§ Exercise directions:
Below are several entries. Transcribe exactly those lines that fall from the one with "Thanks, should the" through the one with "Done, thanks!", end lines included.

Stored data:
↓

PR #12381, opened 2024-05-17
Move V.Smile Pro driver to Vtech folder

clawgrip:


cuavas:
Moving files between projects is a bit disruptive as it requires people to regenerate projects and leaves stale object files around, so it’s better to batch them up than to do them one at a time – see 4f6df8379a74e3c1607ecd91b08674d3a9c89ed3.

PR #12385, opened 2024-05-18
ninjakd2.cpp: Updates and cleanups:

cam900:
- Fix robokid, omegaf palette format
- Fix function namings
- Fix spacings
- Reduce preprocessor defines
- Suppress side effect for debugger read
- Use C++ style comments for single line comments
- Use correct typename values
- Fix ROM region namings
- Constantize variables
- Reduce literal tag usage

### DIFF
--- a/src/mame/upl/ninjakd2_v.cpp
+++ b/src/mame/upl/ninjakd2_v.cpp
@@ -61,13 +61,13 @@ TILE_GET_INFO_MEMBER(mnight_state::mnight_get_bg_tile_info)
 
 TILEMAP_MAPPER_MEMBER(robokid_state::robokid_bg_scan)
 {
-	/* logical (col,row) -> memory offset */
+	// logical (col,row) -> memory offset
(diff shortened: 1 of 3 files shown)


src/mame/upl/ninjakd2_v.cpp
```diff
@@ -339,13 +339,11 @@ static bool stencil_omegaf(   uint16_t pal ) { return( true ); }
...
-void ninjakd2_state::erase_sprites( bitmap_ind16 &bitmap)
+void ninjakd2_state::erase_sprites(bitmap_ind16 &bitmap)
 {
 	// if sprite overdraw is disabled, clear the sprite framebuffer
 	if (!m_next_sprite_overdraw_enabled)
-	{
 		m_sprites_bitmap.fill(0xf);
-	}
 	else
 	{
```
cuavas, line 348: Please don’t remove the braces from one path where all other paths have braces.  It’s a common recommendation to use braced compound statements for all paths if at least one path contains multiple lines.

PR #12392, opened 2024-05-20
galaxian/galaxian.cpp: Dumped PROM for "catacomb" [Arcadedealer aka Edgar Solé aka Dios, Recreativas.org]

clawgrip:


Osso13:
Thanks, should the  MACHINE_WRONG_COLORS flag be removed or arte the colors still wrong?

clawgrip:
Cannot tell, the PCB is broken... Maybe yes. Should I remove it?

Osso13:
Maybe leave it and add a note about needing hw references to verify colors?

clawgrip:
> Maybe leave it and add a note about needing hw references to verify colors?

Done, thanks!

↑
↓

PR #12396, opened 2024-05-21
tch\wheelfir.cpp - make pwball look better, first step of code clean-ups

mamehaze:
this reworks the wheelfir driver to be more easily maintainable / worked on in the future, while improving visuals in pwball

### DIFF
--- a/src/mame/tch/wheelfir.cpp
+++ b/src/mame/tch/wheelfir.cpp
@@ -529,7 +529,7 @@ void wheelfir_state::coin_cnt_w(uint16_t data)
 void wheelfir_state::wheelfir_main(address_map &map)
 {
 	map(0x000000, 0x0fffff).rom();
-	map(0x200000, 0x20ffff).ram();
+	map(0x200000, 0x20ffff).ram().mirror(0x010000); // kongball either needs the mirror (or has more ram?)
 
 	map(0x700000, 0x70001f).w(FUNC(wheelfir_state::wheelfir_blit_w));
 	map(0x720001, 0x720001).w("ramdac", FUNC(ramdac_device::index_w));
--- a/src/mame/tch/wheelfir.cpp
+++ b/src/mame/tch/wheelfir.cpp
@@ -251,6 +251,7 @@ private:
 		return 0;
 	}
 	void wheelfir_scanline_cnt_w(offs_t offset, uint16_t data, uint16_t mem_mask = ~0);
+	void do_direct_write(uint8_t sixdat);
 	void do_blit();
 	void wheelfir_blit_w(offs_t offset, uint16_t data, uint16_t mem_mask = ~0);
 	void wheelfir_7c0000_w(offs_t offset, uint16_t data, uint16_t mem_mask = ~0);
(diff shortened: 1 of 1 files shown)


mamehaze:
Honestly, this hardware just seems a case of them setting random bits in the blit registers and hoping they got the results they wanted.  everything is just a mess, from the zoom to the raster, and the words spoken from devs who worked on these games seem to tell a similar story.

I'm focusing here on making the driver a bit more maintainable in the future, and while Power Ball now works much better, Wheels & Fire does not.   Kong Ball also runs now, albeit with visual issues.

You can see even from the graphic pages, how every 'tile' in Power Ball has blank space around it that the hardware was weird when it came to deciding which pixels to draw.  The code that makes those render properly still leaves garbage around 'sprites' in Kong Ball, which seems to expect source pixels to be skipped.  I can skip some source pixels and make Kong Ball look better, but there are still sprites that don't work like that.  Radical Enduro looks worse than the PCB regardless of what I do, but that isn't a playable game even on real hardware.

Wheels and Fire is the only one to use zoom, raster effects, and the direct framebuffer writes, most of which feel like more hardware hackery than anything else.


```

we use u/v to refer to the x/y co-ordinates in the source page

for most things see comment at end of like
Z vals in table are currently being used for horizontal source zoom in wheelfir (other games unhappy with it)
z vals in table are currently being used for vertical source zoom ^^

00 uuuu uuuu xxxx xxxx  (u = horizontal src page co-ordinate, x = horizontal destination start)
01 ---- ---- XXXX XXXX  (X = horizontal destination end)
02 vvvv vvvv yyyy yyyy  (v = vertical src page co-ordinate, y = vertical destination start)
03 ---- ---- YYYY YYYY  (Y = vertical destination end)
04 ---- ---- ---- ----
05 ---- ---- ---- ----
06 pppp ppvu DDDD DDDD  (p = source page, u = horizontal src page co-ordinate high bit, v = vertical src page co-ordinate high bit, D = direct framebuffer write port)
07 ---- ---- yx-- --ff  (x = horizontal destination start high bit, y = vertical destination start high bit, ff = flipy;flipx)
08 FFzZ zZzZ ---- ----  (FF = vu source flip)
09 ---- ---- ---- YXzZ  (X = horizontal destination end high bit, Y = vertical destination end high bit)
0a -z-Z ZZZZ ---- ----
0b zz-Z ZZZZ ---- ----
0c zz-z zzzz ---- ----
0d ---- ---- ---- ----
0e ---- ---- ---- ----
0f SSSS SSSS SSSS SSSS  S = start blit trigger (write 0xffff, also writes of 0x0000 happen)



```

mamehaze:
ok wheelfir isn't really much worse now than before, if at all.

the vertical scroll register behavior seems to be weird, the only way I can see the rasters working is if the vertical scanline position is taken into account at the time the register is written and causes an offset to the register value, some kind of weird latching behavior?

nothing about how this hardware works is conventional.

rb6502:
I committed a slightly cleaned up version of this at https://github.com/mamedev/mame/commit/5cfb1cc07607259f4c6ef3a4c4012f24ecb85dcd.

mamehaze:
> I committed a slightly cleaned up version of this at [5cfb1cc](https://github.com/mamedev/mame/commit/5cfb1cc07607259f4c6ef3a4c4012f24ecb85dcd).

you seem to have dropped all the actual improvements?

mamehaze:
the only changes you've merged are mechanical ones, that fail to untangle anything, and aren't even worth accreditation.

↑

§ Task output:
Thanks, should the  MACHINE_WRONG_COLORS flag be removed or arte the colors still wrong?

clawgrip:
Cannot tell, the PCB is broken... Maybe yes. Should I remove it?

Osso13:
Maybe leave it and add a note about needing hw references to verify colors?

clawgrip:
> Maybe leave it and add a note about needing hw references to verify colors?

Done, thanks!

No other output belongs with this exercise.